Delegating fragments to children with Relay

434 views Asked by At

I want to do something like this in a component:

Relay.createContainer(Component, {
  fragments: {
    thing: AnotherComponent.getFragment('thing')
  }
}

This would ideally set the fragment thing on my current component to use the fragment thing on one of it's child components. Effectively delegating the responsibility of knowing what thing is down to whatever uses it. Then the component that includes Component can call Component.getFragment('thing') which will call AnotherComponent.getFragment('thing').
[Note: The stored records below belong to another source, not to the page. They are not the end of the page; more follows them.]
PR #24, opened 2024-08-21
[wkxcass] iP

wkxcass:
### MoiMoi

> "Your conscious mind, like the computer screen, is a focusing tool, not a storage place." – David Allen ([source](https://earnworthy.com/david-allen-quote/))

MoiMoi helps you _focus on what matters_, freeing up your mind from the clutter of tasks.

MoiMoi is an **easy-for-all** task management solution. It's,
- text-based 📝
- user-friendly 🤝
- ~fast~ _SUPER_ FAST to use ⚡

MoiMoi's features include,
- [ ] Task management
- [ ] Deadline tracking (coming soon)
- [ ] Reminder notifications (coming soon)

And, the best part – it's for **FREE**! 🎉

Getting MoiMoi is as easy as ABC:
1. Ensure that `Java 17` is installed in your computer.
2. Download the `.jar` file of the latest release, from [here](https://github.com/wkxcass/ip/releases/).
3. Move the `.jar` file into an empty folder.
4. Open a command window in that folder (right-click on the folder, then select `Open in Terminal`).
5. Run the command `java -jar "moimoi.jar"`.

If you are a Java programmer, you can use MoiMoi's source code to practice Java too! Here's the `main` method:
```java
public class Main {
    }
}
```


src/main/java/moimoi/gui/DialogBox.java
```diff
@@ -0,0 +1,82 @@
...
+
+        this.dialog.setText(text);
+        this.displayPicture.setImage(img);
+    }
+
+    /**
+     * Flips the dialog box such that the ImageView is on the left and text on the right.
+     */
+    private void flip() {
+        ObservableList<Node> tmp = FXCollections.observableArrayList(this.getChildren());
```
Teddayz, line 52: Perhaps could be named as tempList instead to give yourself more information what the variable is :)

src/main/java/moimoi/gui/DialogBox.java
```diff
@@ -0,0 +1,82 @@
...
+
+    /**
+     * Returns a dialog box with the specified image of and text from MoiMoi.
+     *
+     * @param text Text from MoiMoi.
+     * @param img Image of MoiMoi.
+     * @return Dialog box with the image of and text from MoiMoi.
+     */
+    public static DialogBox getMoiMoiDialog(String text, Image img) {
+        var db = new DialogBox(text, img);
```
Teddayz, line 77: Likewise over here, can give a better name for yourself to know what it is. Can be var dialogBox

src/main/java/moimoi/gui/MainWindow.java
```diff
@@ -0,0 +1,90 @@
...
+                DialogBox.getMoiMoiDialog(this.moiMoi.getInitialMessage(), this.moiMoiImage));
+    }
+
+    /**
+     * Initializes the scroll pane,
+     * by binding its vertical scroll value to the height of the dialog container.
+     */
+    @FXML
+    public void initialize() {
+        scrollPane.vvalueProperty().bind(dialogContainer.heightProperty());
```
Teddayz, line 66: vValueProperty would be better

src/main/java/moimoi/util/exception/InvalidDateTimeException.java
```diff
@@ -0,0 +1,37 @@
...
+    }
+
+    /**
+     * Returns corresponding error message.
+     *
+     * @return Error message.
+     */
+    @Override
+    public String getMessage() {
+        return super.getMessage() + "The " + this.type
```
Teddayz, line 36: Maybe using String.format will reduce the length of this statement so that its more readable

src/main/java/moimoi/util/task/Deadline.java
```diff
@@ -0,0 +1,62 @@
...
+import java.time.LocalDate;
+import java.time.LocalDateTime;
+import java.time.format.DateTimeFormatter;
+
+/**
+ * Represents a deadline task.
+ */
+public class Deadline extends Task {
+
+    protected LocalDateTime by;
```
Teddayz: Perhaps the name could be better, for example maybe we can use deadline as the name so that we know what the variable is :)

Teddayz (commented):
Overall, LGTM, has good coding style practices. 
One observation is that Deadline Tasks, event tasks etc can be renamed to DeadlineTask, EventTask, ToDoTask etc as it can make it more understandable that it is inherited from Task. 👍 Overall, good job!

src/main/java/moimoi/util/task/Task.java
```diff
@@ -0,0 +1,91 @@
...
+     */
+    public String getStatusIcon() {
+        return (isDone ? "X" : " "); // mark done task with X
+    }
+
+    /**
+     * Marks the task as done.
+     */
+    public void mark() {
+        this.isDone = true;
```
JunLongling, line 39: Hey, I noticed that this.isDone is used here, but since the field isn't shadowed by a parameter, I'm wondering if it's necessary. Should it be simplified to `isDone = true;` to reduce noise? I saw a similar pattern in a few other places as well—perhaps it's worth reviewing those instances too. Let me know what you think!

src/test/java/moimoi/util/command/AddCommandTest.java
```diff
@@ -0,0 +1,169 @@
...
+import moimoi.util.exception.MoiMoiException;
+import moimoi.util.task.Task;
+
+public class AddCommandTest {
+
+    private Storage storage = new Storage("data/test.txt");
+    private TaskList tasks = new TaskList(new ArrayList<Task>());
+
+    @Test
+    public void testisExit() {
```
JunLongling: Would `testIsExit` be the correct naming standard here?

src/main/java/moimoi/util/task/Deadline.java
```diff
@@ -0,0 +1,62 @@
...
+     * @return true if the task occurs on the specified date; false otherwise.
+     */
+    @Override
+    public boolean occursOn(LocalDate date) {
+        if (this.by.toLocalDate().isEqual(date)) {
+            return true;
+        } else {
+            return false;
+        }
+    }
```
JunLongling: Great job with the occursOn method! I see you’ve implemented the date comparison effectively using isEqual. While your approach works perfectly, you could consider simplifying the method by returning the result of the condition directly, like this: `return this.by.toLocalDate().isEqual(date);` This way, the logic remains the same but the code becomes more concise. Of course, there’s no right or wrong here—just a suggestion for clarity. What do you think?

src/main/java/moimoi/util/task/Task.java
```diff
@@ -0,0 +1,91 @@
...
+    }
+
+    /**
+     * Marks the task as undone (i.e., unmarks the task).
+     */
+    public void unmark() {
+        this.isDone = false;
```
JunLongling, line 46: Would it be better to simplify this to` isDone = false`; to reduce noise?

JunLongling (commented):
Overall, the coding standards are mostly adhered to (or at least, I can't detect many violations), good job! Keep up the great work! 👍

src/main/java/moimoi/gui/MainWindow.java
wkxcass: Thank you for noticing! However there's nothing much I can do to it, since `vvalueProperty` is the name of an instance method of the `ScrollPane` class 😆

src/main/java/moimoi/util/task/Deadline.java
wkxcass: Thanks! I agree with your feedback👍 I'll tweak my code accordingly to improve variable readability.

src/main/java/moimoi/util/task/Task.java
wkxcass: Thank you so much for the insightful feedback! I hadn’t considered that perspective before.
My original intent behind using `this` was to remind myself that the variables are class instance scoped. However, you do make a point about reducing unnecessary noise, as `this` isn’t needed in most cases throughout the code. I’ll give this further consideration—it's indeed something worth thinking about, though I’m not ready to commit to refactoring just yet~

src/test/java/moimoi/util/command/AddCommandTest.java
wkxcass: Yes, seems like I overlooked this part 😆 Thanks for pointing it out!

src/main/java/moimoi/util/task/Deadline.java
wkxcass: I like your suggestion! I'll tweak my code accordingly to make it more concise. Thanks for bringing up! 😄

Does anyone know how to do this?

UPDATE

The only way I've found to make this work is via syntax like

Relay.createContainer(Component, {
  fragments: {
    thing: Relay.QL`
      ${AnotherComponent.getFragment('thing')}
    `
  }
}

This hits the server correctly, and the server executes the query specified by AnotherComponent, but now the return value of the query is not provided in the props of Component

UPDATE 2

I've found that repeated nesting of this type produces a query like:

query Router {

  store {

    ...F3

  }

}
fragment F0 on Store {

  _fields2w4En2:fields(labels:["Country","Function"],owner_type:"requisitions") {

    choices {

      id,

      label

    },

    id
,

    label
  }

}
fragment F1 on Store {

  ...F0

}
fragment F2 on Store {

  ...F1

}
fragment F3 on Store {

  ...F2

}

Where at the base level I had a query like this:

export default Relay.createContainer(SearchBar, {
  fragments: {
    searchFields: () => Relay.QL`
      fragment searchFields on Store {
        searchFields: fields(labels: ["Country", "Function"], owner_type: "requisitions") {
          label
          choices {
            id
            label
          }
        }
      }
    `,
  },
});
1

There are 1 answers

3
monastic-panic On BEST ANSWER

So the reason the straight forward approach doesn't work is becasue getFragment doesn't actually return a fragment (ugh), but a reference to a fragment that is specific to the container that declares it. Luckily tho you can get the plain fragment from that, with: AnotherComponent.getFragment('thing').getFragment().